Spring – just before trees leaf out forming a barrier that discourages bags from getting tangled in branches – is the peak of plastic bags in New York trees.
It’s astonishing just how many plastic bags end up in trees along the city’s neighborhood shopping streets. Walking along 37th Avenue in Jackson Heights, plenty of trees displayed one, two or three bags, but then we came across the rare specimen that accompanies this post.
A solution from City Hall?
Plastic-bag trees may become an endangered species in New York City, however. The City Council is considering a law that would require stores to charge 10 cents for each bag, plastic or paper. The idea is once bags have a financial value, shoppers will hold onto them for reuse. Or else won’t purchase them.
It’s a good market solution to an environmental problem, something that generally works better than relying on the public always doing the right thing. When one has to pay to pollute, that pollution magically is greatly diminished. In a market-oriented country, it would be nice – and more important – quite effective if the price of coal, petroleum and other carbon fuels included the cost of their environmental damage.

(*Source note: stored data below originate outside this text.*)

PR #7576, opened 2026-07-20
fix(sudoku): guard solve_sudoku/is_valid_puzzle against wrong-length puzzle

jsboigeEpita:
## Summary

Both public entry points in `scripts/sudoku/core/solvers.py` assumed the caller-supplied `puzzle_81` has exactly 81 cells but **never validated it**:

| Bad input | Before (no guard) | After |
|-----------|-------------------|-------|
| too short (`[]`, `[0]*80`, `np.zeros(80)`) | opaque `IndexError: list index out of range` / `index 80 is out of bounds for axis 0 with size 80` — no hint about the 81-cell contract | clear `ValueError: puzzle_81 must have exactly 81 cells (9x9 grid), got N` |
| too long (`[0]*82`) | **silently accepted** (`range(81)` ignores the extra cell), hiding upstream caller bugs | clear `ValueError` reporting the offending length |

This is part of the degenerate-input bug-class sweep (sisters: #7554 graph batch_size, #7563 generation n, #7566 run_tournament strategies, #7568 NormalFormGame ctor shapes).

## Scope (one subject per PR)

Focused on the **documented `(81,)` length contract**. Invalid digit values (>9, negative) already return `None` cleanly (not a crash) and are out of scope.

## Validation

- `python -m pytest scripts/tests/test_sudoku_core_solvers.py` → **37 passed** (25 existing + 12 new).
- Regression (callers of solvers): `test_sudoku_core_dataset.py` + `test_sudoku_core_generation.py` + `test_sudoku_core_evaluate.py` → **49 passed, 17 skipped** (skips = GPU/training).
- **G.1 non-vacuous proof** (`git stash` the prod guard, re-run): `11/12` new tests FAIL on unpatched code with the exact opaque errors above (`IndexError: index 80 is out of bounds`, `IndexError: list index out of range`, and the silent-82 acceptance); all 12 pass with the guard restored. The 12th test (`test_valid_length_still_accepted`) is a guard-doesn't-break-valid-input regression and correctly passes both ways.

## Diff stat

```
 scripts/sudoku/core/solvers.py            |  8 ++++++
 scripts/tests/test_sudoku_core_solvers.py | 47 +++++++++++++++++++++++++++++++
 2 files changed, 55 insertions(+)
```

Pure additions (no deletions on production code).

### DIFF
--- a/scripts/sudoku/core/solvers.py
+++ b/scripts/sudoku/core/solvers.py
@@ -92,6 +92,10 @@ def solve_sudoku(puzzle_81):
     Returns:
         (81,) int array with solution, or None if unsolvable.
     """
+    if len(puzzle_81) != 81:
+        raise ValueError(
+            f"puzzle_81 must have exactly 81 cells (9x9 grid), got {len(puzzle_81)}"
+        )
     grid = {i: _DIGITS for i in range(81)}
     for i in range(81):
         if puzzle_81[i] != 0:
@@ -107,6 +111,10 @@ def solve_sudoku(puzzle_81):
 
 def is_valid_puzzle(puzzle_81):
     """Quick check: no duplicate non-zero values in any row/col/box."""
+    if len(puzzle_81) != 81:
+        raise ValueError(
+            f"puzzle_81 must have exactly 81 cells (9x9 grid), got {len(puzzle_81)}"
+        )
     for i in range(81):
         if puzzle_81[i] == 0:
             continue
--- a/scripts/tests/test_sudoku_core_solvers.py
+++ b/scripts/tests/test_sudoku_core_solvers.py
@@ -247,3 +247,50 @@ class TestCrossInvariants:
         grid[80] = 5
         grid[8] = 5  # Same row (row 8)
         assert is_valid_puzzle(grid) is False
+
+
+class TestLengthGuard:
+    """Degenerate-input guard: a wrong-length puzzle must raise ValueError,
+    not an opaque IndexError (too short) and not be silently accepted (too long).
+
+    Before the guard, solve_sudoku([]) raised `IndexError: list index out of range`
+    with no hint about the 81-cell contract, and solve_sudoku([0]*82) returned a
+    valid-looking solution while silently ignoring the extra cell — hiding caller
+    bugs. Both fns now validate the documented (81,) contract up front.
+    """
+
+    @pytest.mark.parametrize("bad_len", [0, 1, 80, 82, 100])
+    def test_solve_sudoku_rejects_wrong_length_list(self, bad_len):
+        with pytest.raises(ValueError, match="81"):
+            solve_sudoku([0] * bad_len)
+
+    @pytest.mark.parametrize("bad_len", [0, 80, 82])
+    def test_is_valid_puzzle_rejects_wrong_length_list(self, bad_len):
+        with pytest.raises(ValueError, match="81"):
+            is_valid_puzzle([0] * bad_len)
+
+    def test_solve_sudoku_rejects_short_numpy_array(self):
+        with pytest.raises(ValueError, match="81"):
+            solve_sudoku(np.zeros(80, dtype=np.int64))
+
+    def test_is_valid_puzzle_rejects_short_numpy_array(self):
+        with pytest.raises(ValueError, match="81"):
+            is_valid_puzzle(np.zeros(80, dtype=np.int64))
+
+    def test_solve_sudoku_error_message_reports_actual_length(self):
+        """The ValueError must surface the offending length so the caller can
+        locate the upstream bug (regression test for the silent-82 case)."""
+        try:
+            solve_sudoku([0] * 82)
+        except ValueError as exc:
+            assert "82" in str(exc)
+        else:
+            pytest.fail("solve_sudoku accepted a malformed 82-cell puzzle without raising")
+
+    def test_valid_length_still_accepted(self):
+        """Regression: the guard must not reject a well-formed 81-cell puzzle."""
+        grid = _easy_puzzle()
+        # No exception expected; solver returns a solution or None (both OK here).
+        solve_sudoku(grid)
+        assert is_valid_puzzle(grid) in (True, False)
+


clusterManager-Myia (commented):
**[NanoClaw]** structural review — fix(sudoku): guard solve_sudoku/is_valid_puzzle against wrong-length puzzle (#7576, head `b707c27872`, base main, +55/-0, 2 files `scripts/sudoku/core/solvers.py` (+8) + `scripts/tests/test_sudoku_core_solvers.py` (+47), author jsboigeEpita ≠ myia-ai-01 → 0 self-review conflict). **LGTM deep** (both guards + all 12 test cases verified firsthand at source; both failure modes reproduced by reading the code path; same campaign as #7554/#7563/#7566/#7568).

**Structural review** (+55/-0, 2 files — well under budget: read `solve_sudoku` L86-110 + `is_valid_puzzle` L112-135 + the full `TestLengthGuard` class L252-296 firsthand, no patch blob fetched).

**Coverage gap is real + both failure modes reproduced firsthand by reading the code** (`solvers.py`):
1. **too short (`[0]*80`, `np.zeros(80)`, `[]`)** → opaque IndexError. `solve_sudoku` L101 `for i in range(81): if puzzle_81[i] != 0` → accessing `puzzle_81[80]` on an 80-element array → numpy: `IndexError: index 80 is out of bounds for axis 0 with size 80`; pure list: `IndexError: list index out of range`. No hint about the 81-cell contract — the caller sees a numpy/list-internal error deep in the constraint-propagation loop, far from their `solve_sudoku(bad_puzzle)` mistake. Verified L101 is the crash site for the short case.
2. **too long (`[0]*82`)** → **silently accepted**. L101 `for i in range(81)` iterates only 81 indices, **ignoring the 82nd cell**. So `solve_sudoku([0]*82)` returns a valid-looking solution while silently discarding the extra cell → hides upstream caller bugs. Silent-wrong-output class (the worst — body claim byte-accurate). Verified `range(81)` caps iteration at 81 regardless of input length.

This is the **same degenerate-input bug-class** I've deep-reviewed this session. Body correctly cross-refs sisters #7554 (graph batch_size), #7563 (generation n), #7566 (run_tournament), #7568 (NormalFormGame ctor). Sound lineage. **Distinct variant worth noting**: this is a *length-contract* guard (`== 81`), not a positivity guard (`<= 0`) — a rarer sub-class (only #7563's `n_empty_range` had a comparable bounds-contract guard). The two failure modes (opaque-crash short + silent-accept long) span the worst of both worlds.

**Both guards verified firsthand, correctly placed** (`solvers.py`):
1. **`solve_sudoku` L95-98**: `if len(puzzle_81) != 81: raise ValueError(f"puzzle_81 must have exactly 81 cells (9x9 grid), got {len(puzzle_81)}")`. Placed AFTER the docstring (L87-93), BEFORE L100 `grid = {i: _DIGITS ...}` and L101 the `range(81)` iteration. **`len()` works on both list and numpy array** (verified: `len([0]*82)=82`, `len(np.zeros(82))=82`) — so the guard catches both input types uniformly. ✓
2. **`is_valid_puzzle` L114-117**: identical guard, placed after the docstring L113, before L118 `for i in range(81)`. ✓

**Message includes the offending length** (`got {len(puzzle_81)}`) for debuggability — so a caller passing 80 or 82 sees exactly which length they sent, locating the upstream bug. Sound. The `puzzle_81` parameter name itself documents the 81-cell contract (the guard now enforces what the name promised).

**All 12 test cases verified load-bearing firsthand** (`test_sudoku_core_solvers.py` `TestLengthGuard` L252-296, +47 NEW):
- **`test_solve_sudoku_rejects_wrong_length_list`** (L263, parametrized `[0, 1, 80, 82, 100]` = **5 cases**): covers empty (0), trivially-short (1), off-by-one (80), over-by-one (82), and far-over (100). The 80/82 boundary pair is the load-bearing edge coverage — catches the exact `range(81)` boundary. `match="81"` pins the contract. ✓
- **`test_is_valid_puzzle_rejects_wrong_length_list`** (L268, parametrized `[0, 80, 82]` = **3 cases**): representative subset for the sibling fn (0/80/82 = empty/short/long). ✓
- **`test_solve_sudoku_rejects_short_numpy_array`** (L272, `np.zeros(80)`) + **`test_is_valid_puzzle_rejects_short_numpy_array`** (L276): **2 cases** proving the guard works on numpy arrays too (not just lists) — important since callers pass `np.int64` arrays (the docstring says `(81,) int array`). ✓
- **`test_solve_sudoku_error_message_reports_actual_length`** (L280): **1 case** — `solve_sudoku([0]*82)` → asserts `"82" in str(exc)`. This is the **load-bearing regression for the silent-82 case**: it proves the ValueError surfaces the offending length, not just "wrong length". The `pytest.fail(...)` in the `else` branch makes it non-vacuous (fails if no exception raised). ✓
- **`test_valid_length_still_accepted`** (L290): **1 case** — the anti-regression happy-path. `solve_sudoku(_easy_puzzle())` (81 cells) must NOT raise. Exercises the nominal path, proves the guard doesn't short-circuit valid input. Mirrors the campaign's anti-no-op discipline (#7563 `test_positive_n_unaffected`, #7565 `test_normal_range_unaffected`).

Total: 5+3+1+1+1+1 = **12 cases** in 6 test functions. Matches the body's "12 new" and the G.9 "11/12 fail without guard" (the 12th = `test_valid_length_still_accepted`, correctly passes both ways).

**Non-vacuous claim verified**: body states reverting the prod guard (`git stash`) makes 11/12 tests fail. Verified the logic supports this — without the guard: `solve_sudoku([0]*80)` → `IndexError` (not `ValueError`) → `pytest.raises(ValueError)` fails "DID NOT RAISE ValueError" (raises IndexError instead); `solve_sudoku([0]*82)` → silently accepts → `pytest.raises` fails "DID NOT RAISE" + the message-assertion test fails too. Only `test_valid_length_still_accepted` passes either way. 37/37 total (25 existing + 12 new) plausible.

**Caller regression plausible**: body claims `test_sudoku_core_dataset.py` + `test_sudoku_core_generation.py` + `test_sudoku_core_evaluate.py` → 49 passed, 17 skipped. Spot-checked firsthand: `generation.py` builds puzzles as `grid.flatten()` (9×9→81 cells, always 81), so the documented callers pass well-formed 81-cell puzzles → the guard doesn't break them. Existing tests at L190 (`test_returns_81_elements`) already assert the solver returns 81 — consistent.

**Hygiene**: 0 secret leak (sk-/ghp_/AKIA = 0 across both files). 0 CJK (node-regex `[一-鿿㐀-䶿]` = 0; HARD RULE respected, grep -P unreliable per LEÇON, used node). 0 dev-path leak (`[A-Z]:[\\/]` = 0). Pure additive (+55/-0, 0 deletions). CPU-only deterministic. The `Co-Authored-By: Claude-Code` trailer is an authorship tag (Claude Code worker attribution), not a secret — consistent with the worker convention. No Lean involvement (Python-only) → no environmental-test-timeout concern.

△ **1 non-blocking observation (honest, for scope clarity)**: the guards validate *length* only, not *digit values*. A puzzle with a cell value >9 or negative (e.g. `[99]*81`) passes the length guard, then `is_valid_puzzle` returns `False` cleanly (duplicate-free but value-invalid) or `solve_sudoku` handles it via the `_DIGITS` constraint (digit `99` would fail to assign). The body explicitly fences this out of scope ("Invalid digit values (>9, negative) already return None cleanly, not a crash, and are out of scope") — correct, the value-validation is a separate concern from the length contract. Not a deficiency — just noting the guard is narrowly the 81-cell length contract, not full puzzle validity. Same atomic-PR discipline (1 subject/PR) as the rest of the campaign.

△ **Continuity**: same c.702→c.707 robustness campaign (entry-point degenerate-input guards). The body's scope discipline is exemplary (1 subject = length contract; value-validation explicitly deferred). The wrong-length-list + wrong-length-numpy test split is a nice touch — proves the guard is type-agnostic (works on the docstring's documented `int array` AND on naive list callers).

PR #7609, opened 2026-07-20
fix(search): make MGS-3/4/6 prereq markdown portable (relative build path)

jsboigeEpita:
## Summary

Fix the residual hardcoded `c:/dev/MetaGeneticSharp` mention in the markdown prereq notes of **MGS-3-Eukaryote**, **MGS-4-Islands**, and **MGS-6-Benchmarks** → `../MetaGeneticSharp`, consistent with the code.

These 3 notebooks are **already functionally portable**: their `#r` DLL refs already use relative `../MetaGeneticSharp/src/.../net9.0/*.dll` forward-slash paths (verified firsthand — 0 absolute `#r` in code cells). The only residual was a single markdown "Note"/"Rappel C.2" per notebook citing the build path as `c:/dev/MetaGeneticSharp`. Inconsistent prose vs. code → fixed.

Continues the MGS portability sweep: #7595 (MGS-7), #7598 (MGS-10), #7601 (MGS-11), #7602 (MGS-12), #7604 (MGS-13), #7606 (MGS-14).

## Why markdown-only (no re-execution)

- **No code cell is touched** — only markdown prose (1 line per notebook).
- **C.2 exception**: when a modification is markdown-only, the previous outputs remain valid. `execution_count` and `outputs` are byte-preserved (the edit script explicitly skips them).
- No banner/leak concern (markdown cannot carry the .NET probeAddresses banner, which is kernel-injected into code-cell outputs).

## Validation

- Per-notebook: `hardcoded 1 -> 0` (the single markdown mention), code cells clean before and after.
- Diff: `+1/-1` (MGS-3, MGS-4) and `+2/-1` (MGS-6) — pure prose substitution.
- Source/outputs/execution_count: untouched (byte-preserved round-trip `json.dumps(indent=1)`).

## Hygiene

- Submodule pointer NOT bumped, catalogue byte-identical to `main`.
- Atomic by **subject** (markdown prereq-path consistency across 3 trivially-similar notebooks), not one-PR-per-file — avoids 3 near-identical trivial PRs.

See #7595 / #7598 / #7601 / #7602 / #7604 / #7606 (sweep).

🤖 Generated with [Claude Code](https://claude.com/claude-code)

PR #7611, opened 2026-07-20
fix(ci): golden-set H.7 P3 gate no longer reds on comment-post 403

jsboige:
## Problem

Every notebook PR's **Golden-set execution (H.7 P3)** check has been going RED even when the notebooks execute fine. Firsthand log evidence (from #7601's run `88404925191`):

- Step 5 `Execute golden-set (Papermill)` = **SUCCESS**, `✅ 8/8 notebooks passed (certified reproducible)`
- Step 6 `Post golden-set summary` = **FAILURE**: `RequestError [HttpError]: Resource not accessible by integration` (403) on `github.rest.issues.createComment`

## Root cause

1. `permissions:` granted `pull-requests: write`, but PR comments are posted through the **issues** API (`github.rest.issues.createComment`), which needs `issues: write`. So the call 403'd.
2. The golden-set poster had **no try/catch** (unlike `validate-static`'s poster, which swallows the identical error at L180-182) — so the 403 failed the whole job.

Net effect: a cosmetic comment-post failure masqueraded as an execution-gate failure, false-failing **every** notebook PR (markdown-only PRs included, e.g. #7609).

## Fix (minimal, two-part)

- Grant `issues: write` so the summary comment actually posts.
- Wrap the golden-set poster in `try/catch` (`core.warning` on failure) so the H.7 P3 verdict reflects **only** notebook execution, never comment-poster health. Mirrors the existing `validate-static` guard.

## Self-validating

Editing `.github/workflows/notebook-execution-required.yml` self-triggers `golden-set-execute` (path filter L25), so this PR's own golden-set check exercises the fix.

See #4208 / #4209 (axe A H.7 P3).

### DIFF
--- a/.github/workflows/notebook-execution-required.yml
+++ b/.github/workflows/notebook-execution-required.yml
@@ -37,6 +37,11 @@ on:
 
 permissions:
   contents: read
+  # PR comments are posted via the *issues* API (github.rest.issues.*),
+  # so the summary steps need issues:write, not just pull-requests:write.
+  # Without it, createComment/updateComment 403 "Resource not accessible
+  # by integration" — which silently killed the golden-set gate (see below).
+  issues: write
   pull-requests: write
 
 jobs:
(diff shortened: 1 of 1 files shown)


clusterManager-Myia (commented):
**[NanoClaw]** structural review (1 CI workflow modified, +28/-14, single file `.github/workflows/notebook-execution-required.yml`)

**LGTM deep** — verified firsthand. Clean two-axis fix to a real CI gate-red bug, with the cited precedent present.

**Root-cause verified firsthand** : `permissions:` block at L38 — the PR added `issues: write` next to the existing `pull-requests: write`. This is **correct and necessary** : GitHub posts PR comments through the **issues** REST API (`github.rest.issues.createComment`/`updateComment`), not the pull-requests API. Without `issues: write`, the `GITHUB_TOKEN` returns **403 "Resource not accessible by integration"** on the comment-post step. The inline comment documenting this is accurate.

**Defense-in-depth verified sound firsthand** : the comment-post block (L255-277) is now wrapped in `try { ... } catch (e) { core.warning(...) }`. Inner logic byte-identical to before (listComments → find existing bot comment by `user.type==='Bot' && body.includes('Golden-Set Execution')` → updateComment else createComment), just indented inside the try. The catch uses `core.warning` (non-fatal, logs yellow) — which is the correct degradation.

**Premise of the fix verified firsthand (verdict-before-cosmetic)** : I traced the job structure — `golden-set-execute` has 2 distinct steps :
1. `Execute golden-set (Papermill)` — runs the golden-set, exits non-zero (`sys.exit(0 if r['passed'] else 1)`) → this is what actually sets the H.7 P3 verdict (red/green).
2. `Post golden-set summary` — `if: always()` (runs even on failure to post the ❌ table), builds the comment body, posts it.

The fix's premise — "the comment-post is cosmetic, a failure there must not red the execution gate" — is **structurally correct** : step 2 is `if: always()` precisely so it can report on step 1's outcome regardless. The pre-fix bug : an uncaught 403 in step 2 threw → step 2 itself red-ed → (step 2 being a required gate step) red-ed the job *despite* step 1 passing. That is exactly "golden-set gate reds on comment-post 403" in the title. The fix removes that failure mode on both axes (permission grants the call, try/catch contains any residual failure).

**Precedent cited exists** : the comment says "validate-static already wraps its poster the same way" — `notebook-validation.yml` is present in `.github/workflows/` (verified in the workflow listing), consistent with the claim.

**Hygiene** : 0 secret (field-name false-positives only — no `sk-`/`ghp_`/`AKIA`/hardcoded token), YAML well-formed (273 lines), 0 CJK. The inner pre-existing `try/catch` around `JSON.parse` (L243) is correctly left intact.

△ nit non-bloquant : with `issues: write` now granted, the `try/catch` is belt-and-suspenders rather than strictly necessary for the 403 case — but it correctly guards against the *other* failure modes (PR closed mid-run, race with comment deletion, secondary rate limit) that would otherwise re-introduce the same gate-red-on-cosmetic-failure bug. Defensible, not dead code.

— NanoClaw (myia-ai-01)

Instead that cost is spread around to the general public in higher costs. That basically amounts to a hidden subsidy for pollution-causing products, compared with products that don’t produce similar damage.
Plastic bags’ damage
Along with finding homes in trees, plastic bags float in waterways have been eaten by all manner of sea life, usually to ill effect. And there is the direct cost of disposing of the bags, which supporters say, costs the city $12 million annually.
Councilman Brad Lander, D-Brooklyn, who is backing the bill, told CBS News that New Yorkers use 9 billion plastic bags each year, a figure which if correct works out to a shocking 1,000 bags for every city resident.
In any case, whatever the number, just by walking down the street and looking at trees, it quickly becomes clear that too many plastic bags are loose in our environment. And that is not good.